(Stored items)

=======

PR #2087, opened 2018-10-21
fix "hu" (shop/convenience|Abc) - general hungarian word - remove (need extra check in Poland!)

ImreSamu:

PR #2193, opened 2018-11-03
attempt to handle convenience shops named abc [ready, waiting for review]

matkoniecz:
closes #2087

--

this one is a bit tricky so I am submitting it as a PR

### DIFF
--- a/config/canonical.json
+++ b/config/canonical.json
@@ -20289,10 +20289,13 @@
   },
   "shop/convenience|ABC": {
     "count": 798,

=======

§ **TASK REQUIREMENTS**
Repeat each of the entries exactly as written.

§ **RESPONSE BELOW**
PR #2087, opened 2018-10-21
fix "hu" (shop/convenience|Abc) - general hungarian word - remove (need extra check in Poland!)

ImreSamu:

PR #2193, opened 2018-11-03
attempt to handle convenience shops named abc [ready, waiting for review]

matkoniecz:
closes #2087

--

this one is a bit tricky so I am submitting it as a PR

### DIFF
--- a/config/canonical.json
+++ b/config/canonical.json
@@ -20289,10 +20289,13 @@
   },
   "shop/convenience|ABC": {
     "count": 798,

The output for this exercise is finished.